Secretos en el aire. La criptografía en la guerra civil española.

José Ramón Soler Fuensanta

Introducción.

Hace unos años escribí una pequeña introducción al tema de la criptología en la guerra civil española. La verdad es que me apetecía hacerlo; no existía prácticamente nada dedicado a tan curioso, y delicado a la vez, tema. El artículo se publicó en la web sobre la guerra civil en el país vasco de Alberto Bru, Jordi Pedrosa y Txema Prada (http://es.geocities.com/gce_euzkadi/paginas/cifra.html) y poco a poco fueron apareciendo enlaces a ese artículo, cosa que me llenó de satisfacción y de un cierto orgullo, inevitable cuando ves que un texto, aunque escrito como un simple divertimento, interesa a tanta gente. Recientemente, se me dio la posibilidad de ampliarlo en la presente web, cosa que agradecí inmensamente, y fruto de ello es este pequeño artículo que espero no desmerezca del anterior.

 

La criptografía y la guerra.

Decía Cicerón que “cualquier género de paz entre los ciudadanos me parecería preferible a una guerra civil”, sin embargo, a pesar de los siglos transcurridos, no se ha sabido sacar provecho de tan atinadas palabras. Nuestra patria fue testigo de una guerra civil larga, cruel, y posiblemente sin sentido, ya que no tiene sentido ni justificación una contienda en la que se lucha hermano contra hermano. No vamos a incidir en las causas de la guerra, ni políticas ni sociales, tan solo nos fijaremos en un asunto que solo en los últimos tiempos ha sido estudiado, la criptología, entendida desde sus dos vertientes, la criptografía o uso de sistemas para ocultar el contenido de un mensaje al enemigo y el criptoanálisis o métodos para poder descifrar esos mensajes sin ser el destinatario. El personal dedicado a ambas disciplinas pertenece, en general, a los servicios técnicos de los servicios de información militar, y, en el caso del criptoanálisis, junto con los datos obtenidos por radio escucha y observación permite obtener información sobre las intenciones del enemigo, su estado, y sus posibilidades de reacción.

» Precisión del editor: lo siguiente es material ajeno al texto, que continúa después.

PR #3523, opened 2017-12-13
Fix signing build

mikem8361:
Broken by a publish symbol change in PR #3465

### DIFF
--- a/publish/publish-type.proj
+++ b/publish/publish-type.proj
@@ -48,11 +48,8 @@
     <!-- TODO: We should also think about pulling down the checksums or recomputing them -->
     <PropertyGroup>
       <DownloadDirectory Condition="'$(DownloadDirectory)' == ''">$(BinDir)PackageDownload/</DownloadDirectory>
-      <PublishDirectory Condition="'$(PublishDirectory)' == ''">$(BinDir)ForPublishing/</PublishDirectory>
-      <!-- if we're not signing packages, publish directly from the download directory, as we won't be
-	       copying them to the indexed directory -->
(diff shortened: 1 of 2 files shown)


publish/publish.proj
```diff
@@ -222,6 +222,16 @@
     </ItemGroup>
   </Target>
 
+  <Target Name="CopyPackagesForSigning">
```
weshaggard: The copying actually isn't needed any longer. Instead you should just make DownloadDirectory and PublishDirectory above the same.

mikem8361:
I just pushed a lot simpler change with no copying.

publish/publish-type.proj
```diff
@@ -48,11 +48,9 @@
     <!-- TODO: We should also think about pulling down the checksums or recomputing them -->
     <PropertyGroup>
       <DownloadDirectory Condition="'$(DownloadDirectory)' == ''">$(BinDir)PackageDownload/</DownloadDirectory>
-      <PublishDirectory Condition="'$(PublishDirectory)' == ''">$(BinDir)ForPublishing/</PublishDirectory>
-      <!-- if we're not signing packages, publish directly from the download directory, as we won't be
-	       copying them to the indexed directory -->
-      <PublishDirectory Condition="'$(WindowsSdkDir)' == '' OR '$(SignType)' != 'real'">$(DownloadDirectory)</PublishDirectory>
+      <PublishDirectory Condition="'$(PublishDirectory)' == ''">$(DownloadDirectory)</PublishDirectory>
```
weshaggard: We should probably just eliminate PublishDirectory and always use DownloadDirectory. As it stands right now someone could accidentally set them independently which would break things.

A pesar de la afirmación de Groucho Marx de que Inteligencia Militar eran dos términos contradictorios, lo cierto es que la efectividad y el uso correcto de las fuerzas militares dependen en muchos casos de la inteligencia obtenida sobre el enemigo. Sun Tzu ya lo afirmaba hace siglos, y en la historia se ha demostrado que es cierto, siendo quizás más evidente en las guerras actuales.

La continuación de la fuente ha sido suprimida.